Against this backdrop, which includes a shift to a new structure and scale for its operations, BGL BNP Paribas reported a consolidated net profit of EUR 110.6 million in the first half of 2010 compared with EUR 191 million at 30 June 2009 when the scope of consolidation was significantly different.

This figure was affected by a range of exceptional items linked not only to the changes in scope of consolidation described above, but also to the reversal of an exceptional release of a provision in 2009 during the sale of part of the portfolio of structured products and the impact of major investments (in training, tools and resources) made in deploying the development plan of the bank’s activities serving clients. Excluding these exceptional items, reported net profit was down by EUR 37.7 million due to results from treasury activities which did not achieve the exceptionally high level observed in 2009 due to trends in interest rates. Results from commercial activities showed a favourable trend.

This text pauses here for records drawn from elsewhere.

PR #1561, opened 2026-05-01
fix: Incorrect matching of pytket parameters to unsupported graph ports

### LINKED ISSUE #1516: [Bug]: Invalid hugr produced from `PytketHugrPass`
### Description

A simple `PytketHugrPass` that just does `RemoveRedundancies` on a small hugr succeeds but generates an invalid hugr.

### Steps to Reproduce

The following script constructs the hugr using guppy and then compiles it and attempts to validate the result:

```python
from guppylang import guppy
from guppylang.std.builtins import owned
from guppylang.std.quantum import qubit
from guppylang.std.quantum.functional import ch
from hugr.package import Package
from hugr.passes.scope import GlobalScope
from pytket.passes import RemoveRedundancies
from selene_hugr_qis_compiler import check_hugr
from tket.passes import PytketHugrPass

@guppy
def test(q1: qubit @ owned, q2: qubit @ owned) -> tuple[qubit, qubit]:
    q1, q2 = ch(q1, q2)
    return (q1, q2)

pkg = test.compile_function()
check_hugr(pkg.to_bytes())
h = pkg.modules[0]

p = PytketHugrPass(RemoveRedundancies()).with_scope(GlobalScope.PRESERVE_ENTRYPOINT)
h1 = p(h)
pkg1 = Package([h1])
check_hugr(pkg1.to_bytes())
```

### Expected Behaviour

A valid hugr should be produced.

### Actual Behaviour

The script generates the following error:
```
Traceback (most recent call last):
  File "/home/alec/play/guppylang/comp.py", line 23, in <module>
    check_hugr(pkg1.to_bytes())
    ~~~~~~~~~~^^^^^^^^^^^^^^^^^
selene_hugr_qis_compiler.HugrReadError: in package with generator guppylang (guppylang-internals-v0.32.0)-v0.21.11

Caused by:
    0: Package validation error.
    1: An operation CFG contains invalid children: The BasicBlock Input node of a CFG has a signature of [qubit, qubit, rotation], which differs from the expected type row [qubit, qubit]. In parent Node(25), child Node(26)
    2: The BasicBlock Input node of a CFG has a signature of [qubit, qubit, rotation], which differs from the expected type row [qubit, qubit]
```

### Component

_No response_

### Environment

```markdown
gupplang @ 6af48fd4c612bfab7bf4745900af742c6ee476ec
```

### Additional Context

_No response_

aborgna-q:
Fixes #1516

There was a problem in how we match pytket command parameters that reference a unsupported subgraph output port.
The encoder generated the name using a sequential id for each port, but the decoder used the `PortIndex` instead.

Fixed the bug, added the issue repro as a guppy example, and made an LLM create a reduced rust test case.

Note that while this is a needed bug fix, there's a bigger problem that I'm not fixing in this PR:
Due to how pytket circuits use parameters, each time we find a new unknown variable name the decoder adds it as a new angle input to the region being decoded.
This is useful when decoding user-generated pytket circuits, but in general if the pytket circuit was encoded from a Hugr region there shouldn't be any new inputs added. These new inputs end up making the Hugr invalid instead.
There's different ways we could avoid this, but I'll do that in a follow up PR.


cqc-alec (approved):
Thanks!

The bank’s solvency ratio was 22.9%, well above the legal minimum of 8%, making BGL BNP Paribas the best-capitalized bank in Luxembourg, with regulatory own funds of EUR 5.2 billion.

(*) BGL BNP Paribas’s 2010 half-year report can be downloaded from www.bgl.lu

Continued brisk pace in commercial business serving clients

In the first six months of 2010, the bank’s core businesses provided active support to clients by continuing to develop products and services to meet their specific needs, both present and future.

Retail & Corporate Banking pursued its commercial drive and continued to capitalize on renewed confidence on the part of customers. In retail banking, deposits rose 4%, total structured products were up 47% and bancassurance products increased 21% compared with June 2009. Loan business also showed a positive trend, including a rise of over 7% in property loans. For businesses, outstanding loans remained high and deposits increased 20% reflecting higher volumes for both current accounts and long-term deposits. New products launched since the beginning of the year include “startin”, a blog especially for students and young people taking their first steps in the job market, as well as “Mobile Banking”, the first mobile-phone banking solution compatible with LuxTrust security systems.

Private Banking reported a 7.4% rise in assets under management compared with June 2009 against a backdrop of favourable market trends. Funds under management contracts and in bancassurance products also showed an excellent rise. Concerning business development in general, inflows of capital reflected a good geographical spread between funds originating in the local market and in other international financial centres.

In Corporate and Investment Banking, results of market activities were satisfactory overall and in line with expectations. The bank undertook significant structured and optimisation transactions for a primarily institutional clientele. It also pursued efforts to ensure full and immediate access of local operators to all BNP Paribas group financial products, and promote the development of more sophisticated services offered from Luxembourg.